Date Published: August 1, 2012
Author(s): Timo Stressler, Thomas Eisele, Michael Schlayer, Lutz Fischer.
The aminopeptidase P (PepP, EC 18.104.22.168) gene from Lactococcus lactis ssp. lactis DSM 20481 was cloned, sequenced and expressed recombinantly in E. coli BL21 (DE3) for the first time. PepP is involved in the hydrolysis of proline-rich proteins and, thus, is important for the debittering of protein hydrolysates. For accurate determination of PepP activity, a novel gas chromatographic assay was established. The release of L-leucine during the hydrolysis of L-leucine-L-proline-L-proline (LPP) was examined for determination of PepP activity. Sufficient recombinant PepP production was achieved via bioreactor cultivation at 16 °C, resulting in PepP activity of 90 μkatLPP Lculture-1. After automated chromatographic purification by His-tag affinity chromatography followed by desalting, PepP activity of 73.8 μkatLPP Lculture-1 was achieved. This was approximately 700-fold higher compared to the purified native PepP produced by Lactococcus lactis ssp. lactis NCDO 763 as described in literature. The molecular weight of PepP was estimated to be ~ 40 kDa via native-PAGE together with a newly developed activity staining method and by SDS-PAGE. Furthermore, the kinetic parameters Km and Vmax were determined for PepP using three different tripeptide substrates. The purified enzyme showed a pH optimum between 7.0 and 7.5, was most active between 50°C and 60°C and exhibited reasonable stability at 0°C, 20°C and 37°C over 15 days. PepP activity could be increased 6-fold using 8.92 mM MnCl2 and was inhibited by 1,10-phenanthroline and EDTA.
Aminopeptidase P (PepP; EC 22.214.171.124) is an exopeptidase that removes the N-terminal amino acid at the P1 position [nomenclature following [Schechter and Berger (1967])] from a peptide when proline is in the P1´ position ([Cunningham and O’Connor 1997]). Several enzymes with the specificity of PepP have been found in species such as Escherichia coli ([Yaron and Mlynar 1968]; [Yoshimoto et al. 1988b])Neisseria gonorrhoeae ([Chen and Buchanan 1980]), Thermococcus sp. strain NA1 ([Lee et al. 2006]), Lactococcus lactis ssp. lactis NCDO 763 ([Mars and Monnet 1995]), Lactococcus lactis ssp. cremoris AM2 ([McDonnell et al. 1997]) and tissues from several mammalian species ([Hooper et al. 1990]; [Harbeck and Mentlein 1991]). While the physiological role of PepP in bacteria is unclear, mammalian PepP is involved in processes such as the regulation of biologically active peptides, including substance P and bradykinin ([Cunningham and O’Connor 1997]; [Yaron and Naider 1993]).

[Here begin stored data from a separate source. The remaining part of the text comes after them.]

PR #22, opened 2022-12-07
Minor fixes 

zhenghh04:
In this PR, I fixed a bunch of minor issues: 

1) changed copy right symbol to (c) in case it causes trouble in some os. 
2) changed "data_reader" to "reader" in YAML config to be consistent with the naming in the code. 
3) set progress bar to stdout for generating the dataset. 
4) added timing decorator for dataset loading. Detailed timing can be done in debug mode. 
5) removed "file_access" parameter. This will be determined automatically through num_files_train and num_samples_per_file
6) removed unit test for "iostat" profiling in tests/dlio_benchmark_test.py. It causes hang when run in MPI. But this test was able to run outside of pytest. Therefore, I removed it for now, and will investigate further why pytest-mpi cause this test to hang.

### DIFF
--- a/src/reader/torch_data_loader_reader.py
+++ b/src/reader/torch_data_loader_reader.py
@@ -1,5 +1,5 @@
 """
-   Copyright © 2022, UChicago Argonne, LLC
+   Copyright (c) 2022, UChicago Argonne, LLC
    All Rights Reserved
 
    Licensed under the Apache License, Version 2.0 (the "License");
--- a/src/reader/torch_data_loader_reader.py
+++ b/src/reader/torch_data_loader_reader.py
@@ -20,7 +20,7 @@ import numpy as np
 from time import time
 import os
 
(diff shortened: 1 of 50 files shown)


src/reader/torch_data_loader_reader.py
```diff
@@ -97,9 +97,10 @@ def read(self, epoch_number):
         # superclass function shuffle the file list 
         super().read(epoch_number)
         do_shuffle = True if self.memory_shuffle != Shuffle.OFF else False
-        
-        dataset = TorchDataset(self._file_list, self.my_rank, self.format)
-        
+        if self._args.num_samples_per_file == 1:
+            dataset = TorchDataset(self._file_list, self.my_rank, self.format)
```
hariharan-devarajan, line 101: We should create a issue to support multiple files for PyTorch so that we can pick it up later.

PR #23, opened 2022-12-07
Add ckpting to UNET3D workload, remove old prefetch param

jovonho:
- Add checkpointing after every eval for UNET3D
- Remove old prefetch param & align hdf5_stimulate (btw, should it be called simulate?) that was the only one still using it
- add checkpoints folder to gitignore

### DIFF
--- a/.gitignore
+++ b/.gitignore
@@ -1,6 +1,7 @@
 # Benchmark generated data
 data/
 output/
+checkpoints/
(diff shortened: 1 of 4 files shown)


zhenghh04 (approved):
For the prefetch, 

I did the same thing in my PR also. The option is removed.

PR #48, opened 2023-03-18
Trace improvement.

hariharan-devarajan:
- Added logging to all functions.
- categories are correctly set so that they can be filtered.
- format of JSON is corrected.
- Additional args to events of internal profile to support filtering. 
  - step_number, epoch_number, image_global_index, image_size


hariharan-devarajan:
Added sample [notebook](https://github.com/hariharan-devarajan/notebooks/blob/dev/Untitled.ipynb) that shows how the data will be parsed.

PR #57, opened 2023-03-30
Merging branch mlperf_storage_v0.5.1 

zhenghh04:
Merging https://github.com/argonne-lcf/dlio_benchmark/pull/56
- summary.json is included in the output folder which includes the metric info
- 0_output.json, 1_output.json, etc contain the per process output info
- AUU and throughput are calculated by averaging / summing all the processes.
- Added read bandwidth estimated by throughput * record_length (does not take into account record_length_stdev)


src/dlio_benchmark.py
```diff
@@ -232,49 +207,23 @@ def _eval(self, epoch):
...
-            t1 = time()
-            time_epoch['time_per_step'].append(t1 - t0)
-            self.stats.eval_batch_processed(epoch, step, t0)
+            self.stats.eval_batch_processed(epoch, step, t0, eval_time)
 
             step += 1
             if step > total:
                 break
             t0 = time()
-            self.framework.barrier()
```
hariharan-devarajan, line 264: Did we remove barrier per step?

src/dlio_postprocessor.py
```diff
@@ -49,17 +50,17 @@ def __init__(self, args) -> None:
         self.verify_and_load_all_files()
         self.disks = []
         self.overall_stats = {}
-
+        self.record_size = args.record_size
```
hariharan-devarajan, line 53: Why do we keep copying args into every class. It increases the memory usage unnecessary. Please use refer to args singleton and use that directly.

src/dlio_postprocessor.py
```diff
@@ -190,9 +193,9 @@ def process_loading_and_processing_times(self):
         logging.info(f"Computing overall stats")
 
         # Save the overall stats
-        self.overall_stats['samples/s'] = self.get_stats(all_samples_per_s)
-        self.overall_stats['sample_latency'] = self.get_stats(all_sample_latencies)
-
+        self.overall_stats['samples/s'] = self.get_stats(self.summary['metric']['train_throughput_samples_per_second'])
```
hariharan-devarajan, line 196: This feels very verbose. I prefer the apis to be simpler. Just get the data u want and then use that value next.

tests/test_data/0_output.json
```diff
@@ -0,0 +1,169 @@
+{
+    "hostname": "7a3725255f7c",
+    "1": {
+        "load": {
+            "block1": [
```
hariharan-devarajan, line 5: What is block? is it step? I prefer we use same terminology here. So that it's intuitive.

hariharan-devarajan (changes requested):

src/dlio_postprocessor.py
zhenghh04: Because args is only available in __init__

src/dlio_benchmark.py
zhenghh04: No. Barrier per step is needed. Each time step, allreduce is called in actual training

src/dlio_postprocessor.py
hariharan-devarajan: I mean we should dont need to pass the args at all, we can get the singleton here and use that directly as a class variable.

hariharan-devarajan (approved):
In general, I dont see any major issues. Left some minor comments.

tests/test_data/0_output.json
zhenghh04: Yes, this came up by Loic. Block composed by a set of training steps that do not contain check pointing. 

I don't have another word to replace that yet. So I just keep whatever it is now.

PR #66, opened 2023-05-27
For X86 and AMD machines, we can create a pip based dlio installations

hariharan-devarajan:
Building an installable package needs the following features

- Correct source folder name. It should not be src but the project name.
- Then, the data files being part of the package is recommended. E.g., configs.
- adding namespace files i.e., __init__.py, in all module files. This will help set up files to copy the correct namespaces and module files.
- Fix the main benchmark module from dlio_benchmark.py to benchmark.py.

With these changes, users can do ```pip install .``` to install the dependencies and main dlio_benchmark as an installation script and copy it to the bin. Allowing users to execute the benchmark using ```dlio_benchmark -h```.


hariharan-devarajan:
> Any particular reason you change the folder name from src to dlio_benchmark?

Yes, when we install using setup.py, the package which was earlier src was getting copied into the site-packages. I was looking at other python packages such as hydra and noticed their top level is called the same as the package name for the reason of installation purposes. That is why I change it that way.

hariharan-devarajan:
@zhenghh04 

I fixed the following.
1. refactored benchmark and postprocesser script.
2. fixed documentation.

zhenghh04:
> @zhenghh04
> 
> I fixed the following.
> 
> 1. refactored benchmark and postprocesser script.
> 2. fixed documentation.

I saw some extra files are been added to the repo, such as ./build, ./hydra_log. Could you clean that up?

hariharan-devarajan:
@zhenghh04 Fixed.

zhenghh04 (approved):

The classical assay methods for PepP activity determination present some problems ([Yoshimoto et al. 1988b]; [McDonnell et al. 1997]; [Lasch et al. 1988]; [Fleminger et al. 1982]; [Holtzman et al. 1987]; [Hawthorne et al. 1997]; [Stöckel-Maschek et al. 2003]). A precise determination of PepP activity using ninhydrin is nearly impossible because crude extracts contain large amounts of ninhydrin-positive substances ([Yoshimoto et al. 1988b]). It is also difficult to measure an initial reaction velocity via fluorometric methods ([Doi et al. 1981]). The method employing Gly-Pro-pNA coupled with proline iminopeptidase ([Yoshimoto et al. 1988b]) can be used for routine assays, but not for screening the PepP enzyme activity in crude extracts from lactic acid bacteria without further pre-treatment because of the existence of parallel PepX activity (X-prolyl dipeptidyl aminopeptidase; EC 126.96.36.199), which is common in lactic acid bacteria. Our novel assay method using gas chromatography for detection of the release of L-leucine during hydrolysis of the substrate (LPP) could be used for routine analysis as well as for screening experiments. Even when free amino acids are present in the crude extract, or other aminopeptidases are present, such as PepX, which did not hydrolyze Xaa-Pro-Pro peptide sequences, our GC assay is applicable and specific for PepP activity.
The authors declare that they have no competing interests.